Avoiding temperature fluctuations is critical to the safety of various store-bought produce, but scientists have found that eggs should be protected from this phenomenon at all costs.

Not only should most eggs be refrigerated as they arrive home, but experts believe it is equally important to consider where they are placed inside the fridge.

Because the fridge door is exposed to frequent changes in temperature, this area should be avoided to prevent fluctuations from spoiling the eggs.

This theory has a substantial amount of scientific backing, as studies have shown that keeping eggs in an egg rack means they are often exposed to changes in temperature.

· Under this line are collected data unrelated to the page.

PR #45, opened 2025-05-04
ci(cuda): enable testing on blackwell120 runner

romintomasetti:
I need `Kokkos` *4.6.01* to use `BACKWELL120` (https://github.com/kokkos/kokkos/commit/51b7c713dd636bbd6bb31d624efec7c505f29a55).

### DIFF
--- a/.github/workflows/build.yml
+++ b/.github/workflows/build.yml
@@ -45,7 +45,7 @@ jobs:
                       compiler_family: gcc
                       base_image     : nvidia/cuda:12.8.1-devel-ubuntu24.04
                       platforms      : linux/amd64
-                      kokkos_arch    : VOLTA70
+                      kokkos_arch    : BLACKWELL120
                     - backend        : HIP
                       compiler_family: rocm
                       base_image     : rocm/dev-ubuntu-24.04:6.4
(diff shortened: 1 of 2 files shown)


.github/workflows/build.yml
```diff
@@ -89,7 +89,7 @@ jobs:
               with:
                   context: .
                   platforms: ${{ matrix.platforms }}
-                  push: ${{ github.ref == 'refs/heads/develop' }}
+                  push: true #${{ github.ref == 'refs/heads/develop' }}
```
romintomasetti: Don't forget to revert this before merging.

maartenarnst:
OK! The compile flags look like:

```
tests/impl/CMakeFiles/test_type_traits.dir/flags.make:CXX_FLAGS = -O3 -DNDEBUG -std=c++20 -Wall -Wextra -Werror --Werror=cross-execution-space-call,all-warnings -extended-lambda -Wext-lambda-captures-this -expt-relaxed-constexpr -arch=sm_120 -fopenmp
```

So it seems the flags are correctly passed from `kokkos` to `kokkos-utils` and work.

.github/workflows/build.yml
maartenarnst: Done :)

maartenarnst (approved):
All good!

PR #48, opened 2025-05-05
callbacks: add "in region" matcher

romintomasetti:
## Summary

This is somewhat based on the `EventInProfileSectionRegexMatcher`, but in this case I've templated my matcher to make it more "composable".

## Related

- can probably be reused in #43

### DIFF
--- a/include/kokkos-utils/callbacks/EventInRegionMatcher.hpp
+++ b/include/kokkos-utils/callbacks/EventInRegionMatcher.hpp
@@ -1,0 +1,66 @@
+#ifndef KOKKOS_UTILS_CALLBACKS_EVENTINREGIONMATCHER_HPP
+#define KOKKOS_UTILS_CALLBACKS_EVENTINREGIONMATCHER_HPP
+
+#include "kokkos-utils/callbacks/Events.hpp"
+#include "kokkos-utils/callbacks/Matcher.hpp"
+
+namespace Kokkos::utils::callbacks
+{
+
+/**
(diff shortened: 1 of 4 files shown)


include/kokkos-utils/callbacks/EventInRegionMatcher.hpp
```diff
@@ -0,0 +1,62 @@
...
+ */
+template <typename MatcherType> requires Matcher<MatcherType, Kokkos::Impl::type_list<PushRegionEvent>>
+struct EventInRegionMatcher
+{
+    static constexpr uint32_t invalid_nested_level = Kokkos::Experimental::finite_max_v<uint32_t>;
+
+    //! If the @p event matches @ref matcher, @ref matching is set to @c true.
+    bool operator()(const PushRegionEvent& event)
+    {
+        if (this->matching) {
```
maartenarnst: We could move the `{` to the next line to keep our way of formatting "multiline scopes". There are a few other cases in the next lines of code too.

maartenarnst (dismissed):
OK. Good contribution indeed! And makes sense to do the follow up for the profile section as well. 🟢

include/kokkos-utils/callbacks/EventInRegionMatcher.hpp
romintomasetti: Indeed, and done :heavy_check_mark:

romintomasetti:
I'll merge since you approved and I only did formatting changes you requested.

PR #49, opened 2025-05-05
callbacks(profile section): make matcher more flexible

romintomasetti:
## Summary

Adds more flexibility to `EventInProfileSection[~~Regex~~]Matcher` :arrow_right: `EventInProfileSectionMatcher`.

This would *e.g.* enable someone to compose several matchers to tell if the profile section matches.

### DIFF
--- a/tests/callbacks/test_RecorderListener.cpp
+++ b/tests/callbacks/test_RecorderListener.cpp
@@ -5,7 +5,7 @@
 
 #include "kokkos-utils/impl/type_traits.hpp"
 
-#include "kokkos-utils/callbacks/EventInProfileSectionRegexMatcher.hpp"
+#include "kokkos-utils/callbacks/EventInProfileSectionMatcher.hpp"
 #include "kokkos-utils/callbacks/EventRegexMatcher.hpp"
 #include "kokkos-utils/callbacks/Helpers.hpp"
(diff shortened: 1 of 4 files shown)


romintomasetti:
@maartenarnst If you have 10 seconds to have a look :eyes: and approve :heavy_check_mark:

tests/callbacks/test_RecorderListener.cpp
```diff
@@ -78,7 +78,7 @@ TYPED_TEST(RecorderListenerSingleEventTypeTest, record)
 //! @test Check the behavior of @ref Kokkos::utils::callbacks::RecorderListener.
 TEST_F(RecorderListenerTest, recorded_events)
 {
-    EventInProfileSectionRegexMatcher matcher(std::regex("profile section"));
+    EventInProfileSectionMatcher matcher{.matcher = EventRegexMatcher{.regex = std::regex("profile section")}};
```
maartenarnst, line 81: OK! That's interesting. Didn't know that would work without specifying the template parameter. Looks like it's a C++20 feature.

maartenarnst (approved):
🟢 !

tests/callbacks/test_RecorderListener.cpp
romintomasetti: It's basic CTAD, since C++ 17.

PR #50, opened 2025-05-06
callbacks: add a conjunction matcher

romintomasetti:
## Summary

This PR introduces a `ConjunctionMatcher` that match **only if** all of its "internal" matchers match.

### DIFF
--- a/include/kokkos-utils/callbacks/ConjunctionMatcher.hpp
+++ b/include/kokkos-utils/callbacks/ConjunctionMatcher.hpp
@@ -1,0 +1,37 @@
+#ifndef KOKKOS_UTILS_CALLBACKS_CONJUNCTIONMATCHER_HPP
+#define KOKKOS_UTILS_CALLBACKS_CONJUNCTIONMATCHER_HPP
+
+#include "kokkos-utils/callbacks/Events.hpp"
+#include "kokkos-utils/callbacks/Matcher.hpp"
+
+namespace Kokkos::utils::callbacks
+{
+
+/**
+ * @brief Conjunction of matchers that is @c true only if all @ref matchers agree.
+ *
+ * @warning It is short-circuiting.
+ */
+template <Matcher... MatcherTypes> requires (sizeof...(MatcherTypes) > 1)
+struct ConjunctionMatcher
+{
+    template <typename... Args> requires (sizeof...(Args) == sizeof...(MatcherTypes))
+    explicit ConjunctionMatcher(Args&&... args) : matchers(std::forward<Args>(args)...) {}
+
+    template <Event EventType> requires (MatcherFor<MatcherTypes, EventType> && ...)
+    bool operator()(const EventType& event)
+    {
+        return std::apply([&event] (MatcherTypes&... matchers) {
+                return (matchers(event) && ...);
+        }, matchers);
+    }
+
+    std::tuple<MatcherTypes...> matchers;
+};
+
+template <typename... MatcherTypes>
+ConjunctionMatcher(MatcherTypes&&...) -> ConjunctionMatcher<MatcherTypes...>;
+
+} // namespace Kokkos::utils::callbacks
+
+#endif // KOKKOS_UTILS_CALLBACKS_CONJUNCTIONMATCHER_HPP
--- a/tests/callbacks/test_Matchers.cpp
+++ b/tests/callbacks/test_Matchers.cpp
@@ -1,9 +1,11 @@
+#include "gmock/gmock.h"
 #include "gtest/gtest.h"
 
 #include "Kokkos_Core.hpp"
 
 #include "kokkos-utils/impl/type_traits.hpp"
 
+#include "kokkos-utils/callbacks/ConjunctionMatcher.hpp"
 #include "kokkos-utils/callbacks/EventBeginEndEventIdMatcher.hpp"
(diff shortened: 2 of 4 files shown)


include/kokkos-utils/callbacks/ConjunctionMatcher.hpp
```diff
@@ -0,0 +1,30 @@
...
+
+#include "kokkos-utils/callbacks/Events.hpp"
+
+namespace Kokkos::utils::callbacks
+{
+/**
+ * @brief Conjunction of matchers that is @c true only if all @ref matchers agree.
+ *
+ * @todo Try to improve usability. For now, the construction requires a @c std::tuple,
+ *       and it would not be an aggregate if we add a user-defined constructor.
```
maartenarnst: Perhaps we should accept that it's not an aggregate and write a constructor?

An alternative may be to try something like 

```
template <typename... Matchers>
struct ConjunctionMatcher : public Matchers...
{
    ...
};
```
but we'd have to deal with the issue that the `Matchers` can all be of the same type. So the multiple inheritance would have to introduce an index or something to distinguish the base classes. May become too complex.

include/kokkos-utils/callbacks/ConjunctionMatcher.hpp
```diff
@@ -0,0 +1,30 @@
...
+ */
+template <typename... Matchers>
+struct ConjunctionMatcher
+{
+    template <Event EventType>
+    bool operator()(const EventType& event)
```
maartenarnst: Just wondering if we should write a requires clause to constrain the EventType based on the event types that the child matchers can match? Probably good to write a test where one of the child matchers matches only a subset of the events, and then use the `Matcher` concept to see whether that subset gets propagated to the `ConjunctionMatcher`.

tests/callbacks/test_Matchers.cpp
```diff
@@ -136,4 +137,42 @@ TEST(AnyEventMatcher, operator_parentheses)
...
+
+    ASSERT_FALSE(matcher(PushRegionEvent{.name = "not-the-one-we-want"}));
+
+    ASSERT_FALSE(matcher(AllocateDataEvent{}));
+
+    ASSERT_FALSE(matcher(PushRegionEvent{.name = "buried-region-one"}));
+
+    ASSERT_FALSE(matcher(AllocateDataEvent{}));
+
+    ASSERT_FALSE(matcher(PushRegionEvent{.name = "buried-region-two"}));
```
maartenarnst, line 324: OK! It's a nice use case indeed!

include/kokkos-utils/callbacks/ConjunctionMatcher.hpp
romintomasetti: Yep, much too much complex for such a basic functionality!

romintomasetti: Using a constructor and a deduction guide was enough !

include/kokkos-utils/callbacks/ConjunctionMatcher.hpp
romintomasetti: It could be done, but I guess it's too heavy for the compiler.

romintomasetti: OK, it's done !

It was indeed necessary to constrain the call operator of `ConjunctionMatcher` to only accept events that are accepted by all sub-matchers, otherwise it was reporting as a matcher for *any event but would fail compiling.

romintomasetti:
@maartenarnst I spent the day improving stuff, now it should be very clean !

include/kokkos-utils/callbacks/ConjunctionMatcher.hpp
```diff
@@ -0,0 +1,32 @@
...
+{
+    template <typename... Args> requires (sizeof...(Args) == sizeof...(Matchers))
+    explicit ConjunctionMatcher(Args&&... args) : matchers(std::forward<Args>(args)...) {}
+
+    template <Event EventType> requires (MatcherFor<Matchers, EventType> && ...)
+    bool operator()(const EventType& event)
+    {
+        return std::apply([&event] (Matchers&... matchers) {
+                return (matchers(event) && ...);
+        }, matchers);
```
romintomasetti: We could avoid evaluating the second sub-matcher if the first one is already `false`.

romintomasetti: Because `std::conjunction` is short-circuiting, so should this one.

And we'd have another helper called `AndMatcher` that would evaluate all sub-matchers and perform `AND`.

@maartenarnst What do you think ?

romintomasetti: It seems it's already all good [as stated in this order of evaluation rule](https://en.cppreference.com/w/cpp/language/eval_order):
> 6) The first (left) operand of the built-in [logical](https://en.cppreference.com/w/cpp/language/operator_logical) AND operator &&, the built-in logical OR operator || and the built-in [comma operator](https://en.cppreference.com/w/cpp/language/operator_other#Built-in_comma_operator) , is sequenced before the second (right) operand.

romintomasetti (commented):
Fine with me.

maartenarnst:
OK. Let's merge! Will be useful indeed.

maartenarnst (approved):
🟢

This is the same reason homeowners are discouraged from storing other fresh produce in the fridge door, such as raw meat and dairy.

Like eggs, this produce benefits most from being stored at the back of the fridge, where temperatures are likely to remain more consistent.

Vlatka Lake, from UK storage company Space Station, has previously told The Sun: “The general consensus is to store eggs in the fridge [as opposed to out on the counter, unrefrigerated].

“Egg racks are susceptible to changes in temperature due to the fridge door opening and closing and can cause your eggs to go rotten more quickly.”

The shelves on the fridge door should be reserved for other condiments, which won’t be impacted by minor changes in temperature.

Keeping the eggs in their original carton is also advised as the container reduces water loss and protects flavours from other foods being absorbed into the eggs.

Many European supermarkets store their eggs in the cold of refrigerators, while others prefer to leave them on the counter.

While some varieties of eggs can safely stored on the counter, you should ensure they have not been industrially washed.

Unwashed eggs that come straight from the farm, however, can be stored on the counter for several weeks because they still have a protective layer known as the cuticle.